(Stored data)
::::::::

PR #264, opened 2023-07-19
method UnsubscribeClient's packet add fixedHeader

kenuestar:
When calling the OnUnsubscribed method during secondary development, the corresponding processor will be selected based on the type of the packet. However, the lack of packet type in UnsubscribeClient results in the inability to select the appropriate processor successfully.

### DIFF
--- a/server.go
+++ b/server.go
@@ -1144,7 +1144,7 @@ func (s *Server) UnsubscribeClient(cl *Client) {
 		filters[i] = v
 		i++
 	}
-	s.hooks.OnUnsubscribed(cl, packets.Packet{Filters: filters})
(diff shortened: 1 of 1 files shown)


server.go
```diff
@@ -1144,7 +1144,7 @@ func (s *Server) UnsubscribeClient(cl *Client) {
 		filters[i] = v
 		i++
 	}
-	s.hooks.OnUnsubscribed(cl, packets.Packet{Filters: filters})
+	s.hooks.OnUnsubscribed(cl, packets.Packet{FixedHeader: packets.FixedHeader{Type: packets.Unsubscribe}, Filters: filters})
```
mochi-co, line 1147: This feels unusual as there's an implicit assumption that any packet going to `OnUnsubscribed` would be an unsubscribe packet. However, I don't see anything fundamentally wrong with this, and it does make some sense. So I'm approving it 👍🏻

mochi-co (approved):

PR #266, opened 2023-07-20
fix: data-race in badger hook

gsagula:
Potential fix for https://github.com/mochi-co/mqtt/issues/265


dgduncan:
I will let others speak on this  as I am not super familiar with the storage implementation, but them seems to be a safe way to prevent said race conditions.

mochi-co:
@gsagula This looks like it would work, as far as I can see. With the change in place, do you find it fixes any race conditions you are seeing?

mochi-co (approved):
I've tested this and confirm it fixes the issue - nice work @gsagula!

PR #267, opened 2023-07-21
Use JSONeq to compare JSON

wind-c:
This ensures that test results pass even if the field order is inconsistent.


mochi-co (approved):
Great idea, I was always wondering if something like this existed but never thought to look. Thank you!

::::::::

*What you are asked to do*. Reproduce every entry above without a single alteration.

*Your response*.
PR #264, opened 2023-07-19
method UnsubscribeClient's packet add fixedHeader

kenuestar:
When calling the OnUnsubscribed method during secondary development, the corresponding processor will be selected based on the type of the packet. However, the lack of packet type in UnsubscribeClient results in the inability to select the appropriate processor successfully.

### DIFF
--- a/server.go
+++ b/server.go
@@ -1144,7 +1144,7 @@ func (s *Server) UnsubscribeClient(cl *Client) {
 		filters[i] = v
 		i++
 	}
-	s.hooks.OnUnsubscribed(cl, packets.Packet{Filters: filters})
(diff shortened: 1 of 1 files shown)


server.go
```diff
@@ -1144,7 +1144,7 @@ func (s *Server) UnsubscribeClient(cl *Client) {
 		filters[i] = v
 		i++
 	}
-	s.hooks.OnUnsubscribed(cl, packets.Packet{Filters: filters})
+	s.hooks.OnUnsubscribed(cl, packets.Packet{FixedHeader: packets.FixedHeader{Type: packets.Unsubscribe}, Filters: filters})
```
mochi-co, line 1147: This feels unusual as there's an implicit assumption that any packet going to `OnUnsubscribed` would be an unsubscribe packet. However, I don't see anything fundamentally wrong with this, and it does make some sense. So I'm approving it 👍🏻

mochi-co (approved):

PR #266, opened 2023-07-20
fix: data-race in badger hook

gsagula:
Potential fix for https://github.com/mochi-co/mqtt/issues/265


dgduncan:
I will let others speak on this  as I am not super familiar with the storage implementation, but them seems to be a safe way to prevent said race conditions.

mochi-co:
@gsagula This looks like it would work, as far as I can see. With the change in place, do you find it fixes any race conditions you are seeing?

mochi-co (approved):
I've tested this and confirm it fixes the issue - nice work @gsagula!

PR #267, opened 2023-07-21
Use JSONeq to compare JSON

wind-c:
This ensures that test results pass even if the field order is inconsistent.


mochi-co (approved):
Great idea, I was always wondering if something like this existed but never thought to look. Thank you!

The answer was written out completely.